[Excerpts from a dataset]

PR #1246, opened 2026-07-27
fix(erp): job BoP save scroll + step/tool forms match the item editor

sidgaikwad:
## Problem

On the job details page, saving an **invalid** operation or step jumps the view up to the Bill of Material instead of showing the field that failed validation. The step form also had two separate defects. The item/part editors were reported as working correctly, and they are — the difference turned out to be the key to the whole thing.

## Before:
image

- in this after adding first step the modal then collapses and just show the add step button only
- and on invalid save it takes us to BOM

## After:

https://github.com/user-attachments/assets/ab32cc3e-76fe-472c-9974-17b8b00d6f68

## Root cause (confirmed)

**1. The scroll jump lives in `@carbon/form`, not in the job page.**

When validation fails, `focusFirstInvalidInput` scrolls the first invalid field into view. It has two branches — scroll a specific container, or fall back to native `scrollIntoView`. The container branch did:

```ts
container.scrollTo({ top: element.offsetTop })
```

`offsetTop` is measured from the element's nearest **positioned** ancestor, not from the container. `SortableList` renders every BoM/BoP row as a framer-motion `Reorder.Item` with an inline `position: relative` (`SortableList.tsx:105,109`), so for a field inside an operation card `offsetTop` is the small intra-card offset — tens of pixels. The panel scrolled to ~40px from the top of its content, which is exactly where the Bill of Material sits.

Why only the job page reproduces it: the container branch is selected by a Tailwind class heuristic, `.overflow-hidden > .h-full`. `x+/job+/$jobId.details.tsx` is the one page whose scroller is `h-full` inside an `overflow-hidden` parent. Part, tool, service and quote all use `h-[calc(100dvh-99px)]`, never match the selector, and fall through to native `scrollIntoView` — which is why they behave correctly.

Fixed by computing the offset from viewport rects and centring the field, matching the `block: "center"` fallback. I fixed the arithmetic rather than removing `h-full` from the job route, since that would only hide a broken helper until the next page happened to match the selector.

**2. List steps failed validation silently.**

`operationStepValidator`'s List refine attached its error to `path: ["listOptions"]`, but the field is named `listValues`. Field errors are looked up by field name (`useFieldError`), so saving a List-type step with empty options produced no message and no focus — you click Save Step and nothing happens. This one is in the shared validator, so it affected the item and quote editors too.

**3. Step form reset to the wrong type.**

The job and quote step forms reset the type select to `"Value"` after a save; the working item editor resets to `"Task"`. The quote form additionally reset the tiptap description to `[]` instead of `{}`, where a document object is expected.

## Quote BoM/BoP

Checked, since it was asked about. Quote does **not** have the scroll bug — its content wrapper isn't `h-full`, so it never enters the broken branch. It did share both step-form defects, and those are fixed here.

## Changes

| File | Change |
|---|---|
| `packages/form/src/ValidatedForm.tsx` | Scroll the container from viewport rects instead of `offsetTop` |
| `packages/form/src/internal/scrollIntoView.ts` | New — the offset arithmetic, with the offsetParent trap documented |
| `apps/erp/app/modules/shared/shared.models.ts` | List-options error targets `listValues`, not `listOptions` |
| `apps/erp/app/modules/production/ui/Jobs/JobBillOfProcess.tsx` | Reset step type to `Task` |
| `apps/erp/app/modules/sales/ui/Quotes/QuoteBillOfProcess.tsx` | Reset step type to `Task`, description to `{}` |
| `.ai/lessons.md` | Lesson on `offsetTop` vs container scroll offsets |

## Verification

`biome check` clean · `typecheck` passes for `@carbon/form` and `erp` · `@carbon/form` tests 10/10.

The corrected scroll maths was developed against a temporary unit test that reproduced the job-page geometry (pre-fix it produced a scroll target of 40 where 1621 was needed); the test was dropped before merge at the author's request, so **this change ships without automated coverage for the scroll offset** — worth a manual pass on a job with a BoP operation.

## Not fixed here

`apps/erp/app/modules/quality/quality.models.ts:633` has the identical `listOptions`/`listValues` path bug for inspection attributes. Left alone as out of scope — same one-word fix if wanted.

## Follow-up: the three copies were forks, and had drifted

The reporter asked why a job/quote fix needs so many files, given item/part works. It doesn't have to — `BillOfProcess`/`BillOfMaterial` are copy-paste forks across item/job/quote (~13k lines, 61–79% identical), and fixes keep landing in one copy but not the others. The `setType` reset bug above is one example; the card-styling fix took two commits and *still* never reached job's parameters list.

Rather than a consolidation refactor (deferred), this brings the job and quote copies back in line with the working **item** editor:

- **Job's add-step form** was hidden behind an `Add Step` disclosure button (added to the job copy only, Sep 2025); now rendered inline like item and quote. This is the "no inline step form on jobs" the reporter pointed at.
- **ToolsForm** (job + quote): restored the `{!isDisabled && …}` guard and `autoFocus={tools.length === 0}` that only item had.
- **Rounded first/last-card styling** applied to job's parameters list (item and quote had it; job never got it).
- **Five `<Trans>` wrappers** added to the "Please save the operation…" alerts (job steps/params, quote steps/params/tools) — same message ids as item, no new translations.

No behaviour change on saved operations: the add forms were already gated by a disabled Submit for unsaved operations, so this only hides the non-functional form and matches item.

A full consolidation of the leaf sub-forms (~2.5–3.5k lines removable) is a sensible next step but was left out here; `OperationForm` and the containers carry genuine domain divergence (job: production events/chat/procedure-sync/status gating; item: the configurator) and shouldn't be force-merged.

## Summary by CodeRabbit

* **New Features**
  * Improved step, parameter, and tool entry flows across production and sales forms.
  * Add controls now appear only when the related forms are enabled.
  * Unsaved-operation alerts support translated text consistently.

* **Bug Fixes**
  * New entries reset to the appropriate task type and clear their content correctly.
  * Tool field focus is more consistent when adding the first tool.
  * Validation errors now identify the correct list-options field.
  * Invalid fields are centered more reliably within scrollable form areas.


barbinbrad:
Please provide a video demo for this type of PR and fix merge conflicts

sidgaikwad:
solved the merge conflicts and also attached a video for it

barbinbrad:
> solved the merge conflicts and also attached a video for it

Thanks, looks good. Do we need this for the `BillOfProcess.tsx` component that lives on the item master?

sidgaikwad:
no item master does'nt have this bug

aashu0148:
resolved here: https://github.com/crbnos/carbon/pull/1334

▶ _EXERCISE PROMPT_
Go through the records above and repeat each one exactly.

▶ _SOLUTION TO THIS PROBLEM_
PR #1246, opened 2026-07-27
fix(erp): job BoP save scroll + step/tool forms match the item editor

sidgaikwad:
## Problem

On the job details page, saving an **invalid** operation or step jumps the view up to the Bill of Material instead of showing the field that failed validation. The step form also had two separate defects. The item/part editors were reported as working correctly, and they are — the difference turned out to be the key to the whole thing.

## Before:
image

- in this after adding first step the modal then collapses and just show the add step button only
- and on invalid save it takes us to BOM

## After:

https://github.com/user-attachments/assets/ab32cc3e-76fe-472c-9974-17b8b00d6f68

## Root cause (confirmed)

**1. The scroll jump lives in `@carbon/form`, not in the job page.**

When validation fails, `focusFirstInvalidInput` scrolls the first invalid field into view. It has two branches — scroll a specific container, or fall back to native `scrollIntoView`. The container branch did:

```ts
container.scrollTo({ top: element.offsetTop })
```

`offsetTop` is measured from the element's nearest **positioned** ancestor, not from the container. `SortableList` renders every BoM/BoP row as a framer-motion `Reorder.Item` with an inline `position: relative` (`SortableList.tsx:105,109`), so for a field inside an operation card `offsetTop` is the small intra-card offset — tens of pixels. The panel scrolled to ~40px from the top of its content, which is exactly where the Bill of Material sits.

Why only the job page reproduces it: the container branch is selected by a Tailwind class heuristic, `.overflow-hidden > .h-full`. `x+/job+/$jobId.details.tsx` is the one page whose scroller is `h-full` inside an `overflow-hidden` parent. Part, tool, service and quote all use `h-[calc(100dvh-99px)]`, never match the selector, and fall through to native `scrollIntoView` — which is why they behave correctly.

Fixed by computing the offset from viewport rects and centring the field, matching the `block: "center"` fallback. I fixed the arithmetic rather than removing `h-full` from the job route, since that would only hide a broken helper until the next page happened to match the selector.

**2. List steps failed validation silently.**

`operationStepValidator`'s List refine attached its error to `path: ["listOptions"]`, but the field is named `listValues`. Field errors are looked up by field name (`useFieldError`), so saving a List-type step with empty options produced no message and no focus — you click Save Step and nothing happens. This one is in the shared validator, so it affected the item and quote editors too.

**3. Step form reset to the wrong type.**

The job and quote step forms reset the type select to `"Value"` after a save; the working item editor resets to `"Task"`. The quote form additionally reset the tiptap description to `[]` instead of `{}`, where a document object is expected.

## Quote BoM/BoP

Checked, since it was asked about. Quote does **not** have the scroll bug — its content wrapper isn't `h-full`, so it never enters the broken branch. It did share both step-form defects, and those are fixed here.

## Changes

| File | Change |
|---|---|
| `packages/form/src/ValidatedForm.tsx` | Scroll the container from viewport rects instead of `offsetTop` |
| `packages/form/src/internal/scrollIntoView.ts` | New — the offset arithmetic, with the offsetParent trap documented |
| `apps/erp/app/modules/shared/shared.models.ts` | List-options error targets `listValues`, not `listOptions` |
| `apps/erp/app/modules/production/ui/Jobs/JobBillOfProcess.tsx` | Reset step type to `Task` |
| `apps/erp/app/modules/sales/ui/Quotes/QuoteBillOfProcess.tsx` | Reset step type to `Task`, description to `{}` |
| `.ai/lessons.md` | Lesson on `offsetTop` vs container scroll offsets |

## Verification

`biome check` clean · `typecheck` passes for `@carbon/form` and `erp` · `@carbon/form` tests 10/10.

The corrected scroll maths was developed against a temporary unit test that reproduced the job-page geometry (pre-fix it produced a scroll target of 40 where 1621 was needed); the test was dropped before merge at the author's request, so **this change ships without automated coverage for the scroll offset** — worth a manual pass on a job with a BoP operation.

## Not fixed here

`apps/erp/app/modules/quality/quality.models.ts:633` has the identical `listOptions`/`listValues` path bug for inspection attributes. Left alone as out of scope — same one-word fix if wanted.

## Follow-up: the three copies were forks, and had drifted

The reporter asked why a job/quote fix needs so many files, given item/part works. It doesn't have to — `BillOfProcess`/`BillOfMaterial` are copy-paste forks across item/job/quote (~13k lines, 61–79% identical), and fixes keep landing in one copy but not the others. The `setType` reset bug above is one example; the card-styling fix took two commits and *still* never reached job's parameters list.

Rather than a consolidation refactor (deferred), this brings the job and quote copies back in line with the working **item** editor:

- **Job's add-step form** was hidden behind an `Add Step` disclosure button (added to the job copy only, Sep 2025); now rendered inline like item and quote. This is the "no inline step form on jobs" the reporter pointed at.
- **ToolsForm** (job + quote): restored the `{!isDisabled && …}` guard and `autoFocus={tools.length === 0}` that only item had.
- **Rounded first/last-card styling** applied to job's parameters list (item and quote had it; job never got it).
- **Five `<Trans>` wrappers** added to the "Please save the operation…" alerts (job steps/params, quote steps/params/tools) — same message ids as item, no new translations.

No behaviour change on saved operations: the add forms were already gated by a disabled Submit for unsaved operations, so this only hides the non-functional form and matches item.

A full consolidation of the leaf sub-forms (~2.5–3.5k lines removable) is a sensible next step but was left out here; `OperationForm` and the containers carry genuine domain divergence (job: production events/chat/procedure-sync/status gating; item: the configurator) and shouldn't be force-merged.

## Summary by CodeRabbit

* **New Features**
  * Improved step, parameter, and tool entry flows across production and sales forms.
  * Add controls now appear only when the related forms are enabled.
  * Unsaved-operation alerts support translated text consistently.

* **Bug Fixes**
  * New entries reset to the appropriate task type and clear their content correctly.
  * Tool field focus is more consistent when adding the first tool.
  * Validation errors now identify the correct list-options field.
  * Invalid fields are centered more reliably within scrollable form areas.


barbinbrad:
Please provide a video demo for this type of PR and fix merge conflicts

sidgaikwad:
solved the merge conflicts and also attached a video for it

barbinbrad:
> solved the merge conflicts and also attached a video for it

Thanks, looks good. Do we need this for the `BillOfProcess.tsx` component that lives on the item master?

sidgaikwad:
no item master does'nt have this bug

aashu0148:
resolved here: https://github.com/crbnos/carbon/pull/1334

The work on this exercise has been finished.